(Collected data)

PR #619, opened 2020-09-21
DSCP content edits to sections 1, 2, and 3

erinzstrenio:


docs/section-schemas/backend-json-section-0.json
```diff
@@ -6,7 +6,7 @@
     "ordinal": 0,
     "id": "2020-00",
     "type": "section",
-    "title": "Carts Basic Info",
+    "title": "Basic State Information",
```
tadhg-ohiggins, line 9: In the state-specific sections, this is “Info”, but here it's “Information”. (Yet another reason to just generate the example state-specific sections from the generic sections.)

tadhg-ohiggins (commented):
Looks fine to me apart from that one comment.

tadhg-ohiggins:
The files created after `docs/section-schemas/generate_fixtures.py` is run should probably also be part of this PR; we can add them once the other edits are finished.

docs/section-schemas/backend-json-section-0.json
erinzstrenio: Yes - I updated it to "Information" (and yes, agreed on generating the updates for state sections so we don't have to manually update every time!)

tadhg-ohiggins (approved):
Merging with the caveat that there were merge conflicts in the fixture files but not the files in `/docs/section-schemas`. There are a few possible reasons for this and so it may be nothing, but we should be watchful for reversions in Section 3.

PR #607, opened 2020-09-17
Feature/inputgrid component

cannandev:

PR #621, opened 2020-09-21
Modularize the question component

mgwalker:
When I was working on the input grid component, I was having trouble slotting into the monolithic question component, so I took some time to split it up into modules. This preserves the logic and behavior that was previously implemented in `QuestionComponent`, `CMSChoice`, `CMSRanges`, and `CMSRange`, but restructures it so that it is more dynamic and flexible.

I also added [eslint](https://npm.im/eslint) with Airbnb+prettier rules. It's not enabled globally because that's a big, heavy lift, but I did apply it to the code I was restructuring. As a result, I tweaked some of the code to satisfy the linter.

### Added behavior

- Objectives, goals, and other repeatables work (including Section 2B; pulled mostly from the logic in #531)
- Synthesized values work
- Synthesized tables work (pulled from #607)
- Updates the router to be entirely dynamic
- Skip text for hidden questions that contain it (parts were already handled)

### Known issues

- Section 5 needs to be able to synthesize a value in a more complex way than we currently handle. As a stopgap, the Section 5 JSON includes an invalid target ID, causing it to fail to render. This should be pretty minor to fix.


frontend/react/.env
```diff
@@ -1,2 +1,3 @@
+SKIP_PREFLIGHT_CHECK=true
```
mgwalker, line 1: create-react-app comes with its own version of eslint. If you install a newer version of your own, the app will refuse to build (in dev only, presumably). It's a little silly. Anyway, this disables the preflight version check so that it'll build in dev and we can keep going.

frontend/react/src/components/fields/Autosave.js
```diff
@@ -1,23 +1,20 @@
-import React, { Component } from "react";
+import React from "react";
```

> **Brief**
Nothing in the data may be left out; copy every line exactly.

> **Response**
PR #619, opened 2020-09-21
DSCP content edits to sections 1, 2, and 3

erinzstrenio:


docs/section-schemas/backend-json-section-0.json
```diff
@@ -6,7 +6,7 @@
     "ordinal": 0,
     "id": "2020-00",
     "type": "section",
-    "title": "Carts Basic Info",
+    "title": "Basic State Information",
```
tadhg-ohiggins, line 9: In the state-specific sections, this is “Info”, but here it's “Information”. (Yet another reason to just generate the example state-specific sections from the generic sections.)

tadhg-ohiggins (commented):
Looks fine to me apart from that one comment.

tadhg-ohiggins:
The files created after `docs/section-schemas/generate_fixtures.py` is run should probably also be part of this PR; we can add them once the other edits are finished.

docs/section-schemas/backend-json-section-0.json
erinzstrenio: Yes - I updated it to "Information" (and yes, agreed on generating the updates for state sections so we don't have to manually update every time!)

tadhg-ohiggins (approved):
Merging with the caveat that there were merge conflicts in the fixture files but not the files in `/docs/section-schemas`. There are a few possible reasons for this and so it may be nothing, but we should be watchful for reversions in Section 3.

PR #607, opened 2020-09-17
Feature/inputgrid component

cannandev:

PR #621, opened 2020-09-21
Modularize the question component

mgwalker:
When I was working on the input grid component, I was having trouble slotting into the monolithic question component, so I took some time to split it up into modules. This preserves the logic and behavior that was previously implemented in `QuestionComponent`, `CMSChoice`, `CMSRanges`, and `CMSRange`, but restructures it so that it is more dynamic and flexible.

I also added [eslint](https://npm.im/eslint) with Airbnb+prettier rules. It's not enabled globally because that's a big, heavy lift, but I did apply it to the code I was restructuring. As a result, I tweaked some of the code to satisfy the linter.

### Added behavior

- Objectives, goals, and other repeatables work (including Section 2B; pulled mostly from the logic in #531)
- Synthesized values work
- Synthesized tables work (pulled from #607)
- Updates the router to be entirely dynamic
- Skip text for hidden questions that contain it (parts were already handled)

### Known issues

- Section 5 needs to be able to synthesize a value in a more complex way than we currently handle. As a stopgap, the Section 5 JSON includes an invalid target ID, causing it to fail to render. This should be pretty minor to fix.


frontend/react/.env
```diff
@@ -1,2 +1,3 @@
+SKIP_PREFLIGHT_CHECK=true
```
mgwalker, line 1: create-react-app comes with its own version of eslint. If you install a newer version of your own, the app will refuse to build (in dev only, presumably). It's a little silly. Anyway, this disables the preflight version check so that it'll build in dev and we can keep going.

frontend/react/src/components/fields/Autosave.js
```diff
@@ -1,23 +1,20 @@
-import React, { Component } from "react";
+import React from "react";
```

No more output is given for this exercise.